**Instructions for the task:** All lines from the one containing "It really is" to the final line of the material should be retyped exactly. Nothing else belongs in the response.

= = = =

PR #820, opened 2024-02-25
Allow resources to be loaded from memory

cspiegel:
This allows both Hugo and Adrift games to load media without the clumsy method of writing out SND and PIC files.


curiousdannii:
I'll want to add something like this to Emglken eventually too. Do you think this is a better method than a fake blorb, which is what I'd been thinking before?

terps/hugo/heglk/hemedia.c
```diff
@@ -51,6 +51,60 @@ void hugo_setgametitle(char *t)
 static schanid_t mchannel = NULL;
 static schanid_t schannel = NULL;
 
+#ifdef GARGLK
+struct GlkResource {
+  long offset;
+  int id;
+};
+
+static struct GlkResource glk_resources[8192];
```
curiousdannii, line 60: Why such a large fixed-length array?

cspiegel:
> I'll want to add something like this to Emglken eventually too. Do you think this is a better approach than a fake blorb, which is what I'd been thinking of doing before?

I think the fake Blorb approach is cleaner in one sense, as it requires no Glk extensions, although since at least two interpreters would need it, you'd probably want to factor out the "create Blorb file" code and stick it somewhere.

The other issue with a fake Blorb, at least for Hugo and SCARE, is that the resources are loaded on demand, and you don't know ahead of time where they are, so you'd have to create the Blorb file anew each time a new resource is loaded, which means caching everything that you've found, in the interpreter.

So, in short, I'm not sure which way is better.  This way keeps the interpreters trimmed down, but it requires extending Glk, which I'm not a huge fan of.

terps/hugo/heglk/hemedia.c
cspiegel: > Why such a large fixed-length array?

Because I hate dynamic array management in C but didn't want to have my refusal to implement one be the source of media-loading failure... but you're right, of course, that there won't be a game out there even _approaching_ this many resources.  Unless I convert this over to C++ I really don't want to do anything but a fixed-size array; what do you think would be a reasonable "max resources" value?  The old Hugo code had 1024, and even that's probably much larger than it needs to be.

curiousdannii:
I was thinking about this overnight, and I think this probably would be a better way than a fake blorb, unless the fake blorb is completely constructed ahead of a time (before even starting Glk). For Remglk/Parchment it could be quite messy to organise a fake blorb with the (potentially remote) GlkOte client, whereas it's easy to just send an arbitrary image by URL. Using resources from a Blorb is more efficient, but if there is no Blorb then sending by URL would be better.

terps/hugo/heglk/hemedia.c
curiousdannii: A few idea I can think of:

1. Use realloc to resize when needed
2. Implement an actual map in C++, with some helper functions, so that the C terps don't need to handle the map themselves
3. Use the memory pointer as the ID, calling a new Glk function that takes a pointer instead of an image ID.

I think I might like 3 the most. But it would mean keeping the resources files in memory permanently, while it looks like Scare reads the file each time you reference a new image. So that's a change I'd want to make anyway.

On the other hand terps that can load multiple resource files would then need a map for filenames, so they'd still need something... But at least such a map probably wouldn't need to be longer than a dozen entries. (Or are there games with even more resource files than that??)

terps/scare/os_glk.c
```diff
@@ -1737,6 +1737,85 @@ os_stop_sound (void)
...
+ * Use the Gargoyle-specific garglk_add_image_resource() to load images from memory.
+ */
+void
+os_show_graphic (const sc_char *filepath, sc_int offset, sc_int length)
+{
+  FILE *in = NULL;
+  unsigned char *data = NULL;
+
+  for (size_t i = 0; i < glk_images_count; i++) {
+    if (glk_images[i].offset == offset) {
```
curiousdannii, line 1763: What happens if multiple files have an image at the same offset? Or is Scare not one of the terps that can have multiple resource files?

cspiegel:
On balance I do think the API extension is the better approach, so I agree with your assessment.

Do you have any feedback on the proposed API functions?  I thought about allowing the caller to provide the resource ID (since in the case of Hugo and SCARE it'd be trivial, given that resources are uniquely identified by an offset into the file), but it just felt messier that way, although I guess in either case the interpreter would have to keep track of _something_.

You could also just have a single "add_resource" method that takes an enum and shunts things off to the appropriate sound/image backend, but that seemed unnecessary since it's just two functions.

curiousdannii:
Did you see my comment here? https://github.com/garglk/garglk/pull/820#discussion_r1501902450

The ideal API would depend a lot on whether or not multiple resource files is an actual issue or not. I thought it was a possibility, but can't remember for which formats it's an actual option. We could even just add a function like this:

```
glk_image_draw_from_file(winid_t win, char *filename, glui32 offset, glsi32 val1, glsi32 val2);
```

Then any caching of files and images would be entirely the Glk library's responsibility.

terps/scare/os_glk.c
cspiegel: That's an excellent point that I never considered.

Based on the earlier code, it looks like this is always looked up in the main game file. On line 3560:

```
#ifdef LINUX_GRAPHICS
  /* Note the path to the game file for graphics extraction. */
  gsclinux_game_file = argv[argv_index];
#endif
```
So this is safe.

But SCARE _does_ seem to be able to use different resource files!  So you're absolutely right, the equivalent code in the SCARE interpreter is not correct.  I'll get that fixed up.  Nice find!

curiousdannii: This comment was on Scare 😉

cspiegel: Sorry, I mean _Hugo_ can have different resource files, not SCARE!

curiousdannii:
Kind of unrelated, but I suspect for the future of Emglken it may be best if we can move the terps to using Glk file streams rather than reading files directly through libc, so any new APIs that wouldn't require the terp to read a file itself would be better from my perspective.

cspiegel:
> Did you see my comment here? [#820 (comment)](https://github.com/garglk/garglk/pull/820#discussion_r1501902450)
> 
> What the ideal API would look like depends a lot on whether or not multiple resource files is an actual issue or not. I thought it was a possibility, but can't remember for which formats it's an actual option.
> 
> We could even just add a function like this:
> 
> ```
> glk_image_draw_from_file(winid_t win, char *filename, glui32 offset, glsi32 val1, glsi32 val2);
> ```
> 
> Then any caching of files and images would be entirely the Glk library's responsibility.

Just saw the comment now (github didn't refresh things for me).

It does look like Hugo, at least, supports multiple files.  The game "Trading Punches", for example, has the files `TRADGFX` and `TRADMUS`, and the code to load resources takes a file handle instead of a filename.

I would say that that makes it hard to implement `glk_image_draw_from_file`, and that's true, but to fix image loading as I have it would require the filename, too, to form a unique key of filename + offset, so that's moot.

With that said, we'd also need to add a similar function for playing sound, and maybe a scaled version of the graphics.  The upside to the "add" functions is that they allow all the existing media handling code to be used, although this proposed function would greatly simplify things from the _caller's_ perspective, which is probably the most important thing.

One downside to this proposed function is that it won't allow resource loading from game formats that have to decode/deobfuscate their resources, although this is only a theoretical concern, since the two formats known to need this (Hugo + Adrift 4) don't do that.

curiousdannii:
The number of functions taking resource IDs is medium, so we *could* add duplicate _from_file variants from each. But maybe better not to.

Alternatively, we could have a `glk_add_resource_from_file(char *filename, glui32 offset, glui32 len)` function, which could be designed on the Glk library side to be quite cheap, so that we could then call it inline `glk_image_draw(win, glk_add_resource_from_file(filename, offset, len), val1, val2)` and not need to have a map in the C terp. Likewise your original `garglk_add_image_resource` function could be designed to be cheap enough to include inline like that. It would just borrow the data, not take ownership, so if the terp needed to do any decoding that could work too.

Rather than separate functions for images and sounds they could have a parameter indicating the resource type?

cspiegel:
I've been experimenting and here's where things stand:

I like the idea of `glk_add_resource_from_file`.  By doing this, all the file loading code is consolidated into the Glk library, instead of duplicating it in the interpreters.  As it stands, the API function I've implemented is this:

```
glui32 garglk_add_resource_from_file(glui32 type, const char *filename, glui32 offset, glui32 len, glui32 *id);
```

This returns true on success, storing the ID in `*id`, false otherwise. This is necessary since there might be issues loading/reading the file. "type" is either `giblorb_ID_Pict`, or `giblorb_ID_Snd`, which means the Blorb layer needs to exist, but that's probably not a huge deal: if you don't have Blorb support you probably don't have multimedia support in general.

It really is better to have a function that creates a resource ID that can be used by existing functions. It just makes things cleaner.

As for the naming, I think it's better to have names that aren't part of the "official" Glk or Blorb namespace, since that's Zarf's province. But it wouldn't be a bad thing to have an unofficial namespace for things that aren't _just_ Gargoyle, e.g. `glkext_add_resource_from_file` or something.  If it ever got absorbed into Glk, then it's just a matter of adding a macro or wrapper function (tagged as deprecated) to shunt things to the new function.

I've implemented this as a proof of conecpt in #824 if you want to take a look.

cspiegel:
Closing in favor of #825.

= = = =

**Answer to the problem:**
It really is better to have a function that creates a resource ID that can be used by existing functions. It just makes things cleaner.

As for the naming, I think it's better to have names that aren't part of the "official" Glk or Blorb namespace, since that's Zarf's province. But it wouldn't be a bad thing to have an unofficial namespace for things that aren't _just_ Gargoyle, e.g. `glkext_add_resource_from_file` or something.  If it ever got absorbed into Glk, then it's just a matter of adding a macro or wrapper function (tagged as deprecated) to shunt things to the new function.

I've implemented this as a proof of conecpt in #824 if you want to take a look.

cspiegel:
Closing in favor of #825.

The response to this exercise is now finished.